* WHAT IS REQUIRED *
For this exercise, reproduce the entries below exactly, but only from the line containing "PR #508, opened 2025-06-27" through the line containing "## PR summary", both included.

[Dataset entries]
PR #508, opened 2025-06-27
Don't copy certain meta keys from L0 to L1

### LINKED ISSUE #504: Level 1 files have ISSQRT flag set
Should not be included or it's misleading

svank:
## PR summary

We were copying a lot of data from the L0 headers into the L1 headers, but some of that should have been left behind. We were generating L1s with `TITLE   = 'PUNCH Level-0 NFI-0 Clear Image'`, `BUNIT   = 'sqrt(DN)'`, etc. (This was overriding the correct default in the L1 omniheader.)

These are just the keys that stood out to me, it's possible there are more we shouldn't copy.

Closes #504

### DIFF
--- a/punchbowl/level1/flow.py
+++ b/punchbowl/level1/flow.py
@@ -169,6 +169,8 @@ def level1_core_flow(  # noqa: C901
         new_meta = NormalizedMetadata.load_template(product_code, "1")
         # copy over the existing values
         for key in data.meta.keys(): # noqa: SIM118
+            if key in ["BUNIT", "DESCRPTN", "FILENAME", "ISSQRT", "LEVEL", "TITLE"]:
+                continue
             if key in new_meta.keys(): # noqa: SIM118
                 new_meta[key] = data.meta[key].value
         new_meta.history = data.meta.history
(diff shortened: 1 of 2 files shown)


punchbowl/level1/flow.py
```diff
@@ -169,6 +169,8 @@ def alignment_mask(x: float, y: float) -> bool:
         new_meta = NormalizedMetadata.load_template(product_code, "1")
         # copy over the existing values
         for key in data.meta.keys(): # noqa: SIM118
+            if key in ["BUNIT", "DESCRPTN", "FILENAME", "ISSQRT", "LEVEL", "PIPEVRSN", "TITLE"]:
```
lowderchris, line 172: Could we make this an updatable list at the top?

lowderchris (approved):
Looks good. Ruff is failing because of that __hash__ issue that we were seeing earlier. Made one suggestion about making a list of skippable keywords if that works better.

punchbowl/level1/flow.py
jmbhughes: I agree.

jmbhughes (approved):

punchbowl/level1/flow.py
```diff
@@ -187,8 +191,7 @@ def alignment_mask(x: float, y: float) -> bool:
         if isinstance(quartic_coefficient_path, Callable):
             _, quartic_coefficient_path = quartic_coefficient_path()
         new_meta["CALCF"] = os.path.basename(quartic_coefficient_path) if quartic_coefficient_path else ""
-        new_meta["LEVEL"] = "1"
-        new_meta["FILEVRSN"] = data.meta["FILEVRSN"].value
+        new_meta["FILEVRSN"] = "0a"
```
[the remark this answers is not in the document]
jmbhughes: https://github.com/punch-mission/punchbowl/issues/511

==

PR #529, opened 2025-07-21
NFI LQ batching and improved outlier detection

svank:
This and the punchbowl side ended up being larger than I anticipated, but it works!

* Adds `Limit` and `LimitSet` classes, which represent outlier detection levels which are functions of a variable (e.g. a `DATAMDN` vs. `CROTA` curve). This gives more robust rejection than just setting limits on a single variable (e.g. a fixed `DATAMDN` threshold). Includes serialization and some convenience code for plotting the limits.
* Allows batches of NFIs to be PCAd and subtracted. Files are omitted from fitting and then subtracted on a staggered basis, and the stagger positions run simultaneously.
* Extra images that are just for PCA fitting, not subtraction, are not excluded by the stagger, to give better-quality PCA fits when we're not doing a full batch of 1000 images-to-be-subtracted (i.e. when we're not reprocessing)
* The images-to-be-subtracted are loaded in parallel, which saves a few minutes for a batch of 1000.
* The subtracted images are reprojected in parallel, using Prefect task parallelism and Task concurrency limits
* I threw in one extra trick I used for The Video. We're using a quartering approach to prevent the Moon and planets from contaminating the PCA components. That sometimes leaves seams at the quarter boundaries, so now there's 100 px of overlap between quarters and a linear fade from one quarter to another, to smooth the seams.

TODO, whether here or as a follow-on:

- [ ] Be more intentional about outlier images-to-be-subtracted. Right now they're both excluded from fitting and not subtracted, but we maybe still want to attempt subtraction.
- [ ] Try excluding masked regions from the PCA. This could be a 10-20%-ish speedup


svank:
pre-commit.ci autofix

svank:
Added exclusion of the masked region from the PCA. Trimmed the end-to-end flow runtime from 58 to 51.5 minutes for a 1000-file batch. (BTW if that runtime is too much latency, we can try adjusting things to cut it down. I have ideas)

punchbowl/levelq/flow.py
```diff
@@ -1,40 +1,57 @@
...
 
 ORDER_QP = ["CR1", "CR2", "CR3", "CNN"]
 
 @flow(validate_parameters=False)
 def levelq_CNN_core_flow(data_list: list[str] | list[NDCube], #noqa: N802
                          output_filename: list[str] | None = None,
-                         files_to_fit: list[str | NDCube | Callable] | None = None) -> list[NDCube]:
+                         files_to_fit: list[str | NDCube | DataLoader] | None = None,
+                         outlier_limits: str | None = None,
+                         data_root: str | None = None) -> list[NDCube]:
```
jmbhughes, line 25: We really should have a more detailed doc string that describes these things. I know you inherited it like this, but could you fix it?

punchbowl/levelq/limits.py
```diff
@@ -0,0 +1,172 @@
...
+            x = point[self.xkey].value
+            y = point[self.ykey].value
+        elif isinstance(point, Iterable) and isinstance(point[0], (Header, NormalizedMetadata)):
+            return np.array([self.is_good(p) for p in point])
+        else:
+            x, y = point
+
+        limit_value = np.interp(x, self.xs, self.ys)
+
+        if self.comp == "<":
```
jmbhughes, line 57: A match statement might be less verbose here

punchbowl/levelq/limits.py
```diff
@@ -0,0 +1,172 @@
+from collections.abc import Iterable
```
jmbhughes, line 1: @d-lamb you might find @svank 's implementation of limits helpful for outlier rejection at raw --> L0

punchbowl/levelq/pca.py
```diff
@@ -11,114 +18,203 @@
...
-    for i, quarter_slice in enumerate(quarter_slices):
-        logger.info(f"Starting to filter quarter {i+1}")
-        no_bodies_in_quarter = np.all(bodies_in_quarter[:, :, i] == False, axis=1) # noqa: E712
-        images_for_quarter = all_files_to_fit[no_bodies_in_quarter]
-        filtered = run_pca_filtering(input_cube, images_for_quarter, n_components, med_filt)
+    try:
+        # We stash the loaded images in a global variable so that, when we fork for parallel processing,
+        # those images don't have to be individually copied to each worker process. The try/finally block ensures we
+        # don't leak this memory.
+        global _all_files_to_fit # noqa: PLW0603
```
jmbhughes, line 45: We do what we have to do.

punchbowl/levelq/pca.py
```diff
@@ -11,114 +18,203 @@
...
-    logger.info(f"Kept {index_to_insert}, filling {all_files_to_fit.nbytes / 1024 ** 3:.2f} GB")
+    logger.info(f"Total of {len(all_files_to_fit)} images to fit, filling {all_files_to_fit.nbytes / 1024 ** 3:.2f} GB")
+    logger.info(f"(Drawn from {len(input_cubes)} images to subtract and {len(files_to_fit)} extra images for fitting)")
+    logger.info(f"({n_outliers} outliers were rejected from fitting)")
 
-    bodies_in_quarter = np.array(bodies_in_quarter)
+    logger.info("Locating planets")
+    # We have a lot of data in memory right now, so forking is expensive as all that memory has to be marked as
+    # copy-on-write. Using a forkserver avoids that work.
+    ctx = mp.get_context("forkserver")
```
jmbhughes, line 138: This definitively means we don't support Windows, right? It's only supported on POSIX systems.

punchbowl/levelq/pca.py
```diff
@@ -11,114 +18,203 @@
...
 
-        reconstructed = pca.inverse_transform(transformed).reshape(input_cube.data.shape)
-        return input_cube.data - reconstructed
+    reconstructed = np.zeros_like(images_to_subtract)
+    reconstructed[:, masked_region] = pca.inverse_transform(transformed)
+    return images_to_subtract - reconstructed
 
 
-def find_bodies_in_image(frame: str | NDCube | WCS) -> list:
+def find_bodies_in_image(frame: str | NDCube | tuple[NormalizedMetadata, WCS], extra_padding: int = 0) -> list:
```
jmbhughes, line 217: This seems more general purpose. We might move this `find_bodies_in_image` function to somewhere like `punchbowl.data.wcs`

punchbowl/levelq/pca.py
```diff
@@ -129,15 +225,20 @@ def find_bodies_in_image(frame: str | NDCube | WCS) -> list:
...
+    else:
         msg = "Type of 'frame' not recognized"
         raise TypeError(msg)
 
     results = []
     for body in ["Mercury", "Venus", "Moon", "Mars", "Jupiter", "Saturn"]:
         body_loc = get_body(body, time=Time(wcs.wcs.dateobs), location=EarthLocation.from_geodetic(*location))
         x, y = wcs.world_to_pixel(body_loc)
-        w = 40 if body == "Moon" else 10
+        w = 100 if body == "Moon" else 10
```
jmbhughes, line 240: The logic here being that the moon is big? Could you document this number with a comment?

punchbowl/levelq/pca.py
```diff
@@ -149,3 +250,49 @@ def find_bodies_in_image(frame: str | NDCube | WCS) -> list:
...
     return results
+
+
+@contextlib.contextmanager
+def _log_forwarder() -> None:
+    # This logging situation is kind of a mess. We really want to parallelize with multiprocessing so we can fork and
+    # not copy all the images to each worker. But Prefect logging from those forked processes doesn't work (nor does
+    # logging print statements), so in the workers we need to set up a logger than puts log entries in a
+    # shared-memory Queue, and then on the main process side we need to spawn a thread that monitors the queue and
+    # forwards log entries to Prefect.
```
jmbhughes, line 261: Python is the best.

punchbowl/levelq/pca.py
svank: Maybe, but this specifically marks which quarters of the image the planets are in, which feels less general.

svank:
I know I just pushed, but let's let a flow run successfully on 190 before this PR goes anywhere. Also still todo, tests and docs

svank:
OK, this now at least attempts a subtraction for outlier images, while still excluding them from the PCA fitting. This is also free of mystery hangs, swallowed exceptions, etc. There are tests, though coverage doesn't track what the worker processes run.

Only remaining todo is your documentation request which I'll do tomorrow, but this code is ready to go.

---

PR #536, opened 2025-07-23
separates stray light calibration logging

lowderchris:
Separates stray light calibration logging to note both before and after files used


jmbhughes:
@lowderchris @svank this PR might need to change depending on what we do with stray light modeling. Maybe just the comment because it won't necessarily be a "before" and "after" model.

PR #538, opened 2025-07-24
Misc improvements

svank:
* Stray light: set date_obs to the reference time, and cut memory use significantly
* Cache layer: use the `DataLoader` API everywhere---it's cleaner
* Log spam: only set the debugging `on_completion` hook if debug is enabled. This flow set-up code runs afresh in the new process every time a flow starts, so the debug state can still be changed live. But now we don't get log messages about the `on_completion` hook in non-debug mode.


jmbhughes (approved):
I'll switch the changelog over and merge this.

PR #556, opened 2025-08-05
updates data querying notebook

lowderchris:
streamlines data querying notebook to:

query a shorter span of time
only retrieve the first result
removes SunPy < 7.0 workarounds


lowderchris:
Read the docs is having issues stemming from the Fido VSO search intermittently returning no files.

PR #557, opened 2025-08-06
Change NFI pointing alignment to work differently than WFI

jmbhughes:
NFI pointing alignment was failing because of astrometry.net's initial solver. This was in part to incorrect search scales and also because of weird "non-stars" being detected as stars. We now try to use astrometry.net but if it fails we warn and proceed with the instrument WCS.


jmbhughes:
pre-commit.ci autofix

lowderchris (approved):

* ANSWER SPACE *
PR #508, opened 2025-06-27
Don't copy certain meta keys from L0 to L1

### LINKED ISSUE #504: Level 1 files have ISSQRT flag set
Should not be included or it's misleading

svank:
## PR summary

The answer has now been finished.